Please repeat the data shown below, word for word.

Collected data

===

PR #6034, opened 2024-12-25
Don't overrule focus override for max focus

shawna-p:
This fixes an issue wherein the user wants to set the focus on a screen, but the request is overridden by Ren'Py's default_focus system forcing the largest default_focus to be focused instead.


shawna-p:
Actually I'll put this on the fix branch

===

▶ **ANSWER TO THIS EXERCISE**
PR #6034, opened 2024-12-25
Don't overrule focus override for max focus

shawna-p:
This fixes an issue wherein the user wants to set the focus on a screen, but the request is overridden by Ren'Py's default_focus system forcing the largest default_focus to be focused instead.


shawna-p:
Actually I'll put this on the fix branch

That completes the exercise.